Question

Find the selling price if Cost price C.P. is 760 and loss percentage is $2\dfrac{1}{2}\%$.

Answer 1

Hint: To solve this problem we need to first know how to find the X% of a quantity Y. X% of the Y would be given as $X\%\,of\,Y\,=\dfrac{X}{100}\times Y$. So in this question first we will assume the selling price as X and then we will find the $2\dfrac{1}{2}\%$ of that amount and then add it with the total amount i.e.

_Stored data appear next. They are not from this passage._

PR #2098, opened 2024-05-13
docs: Add Tools agent type docs

OlegIvaniv:
https://github.com/n8n-io/n8n/pull/9339

### DIFF
--- a/docs/integrations/builtin/cluster-nodes/root-nodes/n8n-nodes-langchain.agent.md
+++ b/docs/integrations/builtin/cluster-nodes/root-nodes/n8n-nodes-langchain.agent.md
@@ -17,7 +17,7 @@ For usage examples and templates to help you get started, refer to n8n's [Agent 
 You must connect at least one tool sub-node.
 ///
 
-n8n provides several agents. The conversational agent is the default. n8n recommends using this for most use cases: it's the easiest to configure and will handle most scenarios. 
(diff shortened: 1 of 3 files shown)


docs/integrations/builtin/cluster-nodes/root-nodes/n8n-nodes-langchain.agent.md
```diff
@@ -162,6 +170,38 @@ Use the options to refine the agent's behavior.
 
 You can view prompt examples in the node.
 
+## Tools Agent 
+
+Use the Tools Agent node to use [Langchain's tool calling](https://js.langchain.com/docs/modules/agents/agent_types/tool_calling){:target=_blank .external-link} interface. These are models that detect when a function should be called and respond with the inputs that should be passed to the function. Additionally, this agent has a improved output parsing capabilities since the parser will be passed as a formatting tool.
```
StarfallProjects, line 175:
```suggestion
Use the Tools Agent node to use [Langchain's tool calling](https://js.langchain.com/docs/modules/agents/agent_types/tool_calling){:target=_blank .external-link} interface. These are models that detect when a function should be called and respond with the inputs that should be passed to the function. Additionally, this agent has improved output parsing capabilities as the parser will be passed as a formatting tool.
```

StarfallProjects (commented):
This looks good, but the dev work still looks early days/draft? So leaving this as in review until a bit closer to release when we can do a final check for updates.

X. Now the obtained amount will be equal to the cost price from which we will find the value of X i.e. selling price.

Complete step by step answer:
We are given the cost price as 760 and loss percentage as $2\dfrac{1}{2}\%$ and we have to find the selling price of the product.
To solve this problem, we should know that what is the meaning of percentage,
Y% Percentage is defined as the Y parts per hundred parts of the given quantity.
And Y% of the Z amount is given by = $\dfrac{Y}{100}\times Z$
Now for this question we will first assume the selling price to be X,
So if we calculate the $2\dfrac{1}{2}\%$ of the amount X i.e. loss, we will get this as,
$\begin{align}
  & =2\dfrac{1}{2}\%\,of\,Rs.X \\
 & =\dfrac{5}{2}\%\,of\,Rs.X \\
 & =\dfrac{5}{2}\times \dfrac{1}{100}\times X \\
 & =\dfrac{1}{40}X \\
\end{align}$
Now we know that selling price is given as,
Selling price = cost price – loss
Selling price + loss = cost price
So we get,
$X+\dfrac{1}{40}X=720$
Taking the LCM we get,
$\begin{align}
  & \dfrac{40X+X}{40}=720 \\
 & \Rightarrow \dfrac{41X}{40}=720 \\
\end{align}$
Cross multiplying we get
\[\begin{align}
  & \Rightarrow X=\dfrac{40\times 720}{41} \\
 & \Rightarrow X=702.43 \\
\end{align}\]

Hence we get the required selling price as 702.43

Note: There is a mistake that a student might commit while solving this first is that when you are calculating the selling price, we are given a loss percentage then you might add it to the selling price instead of subtracting this would have been correct if we would have given gain percentage instead of loss percentage.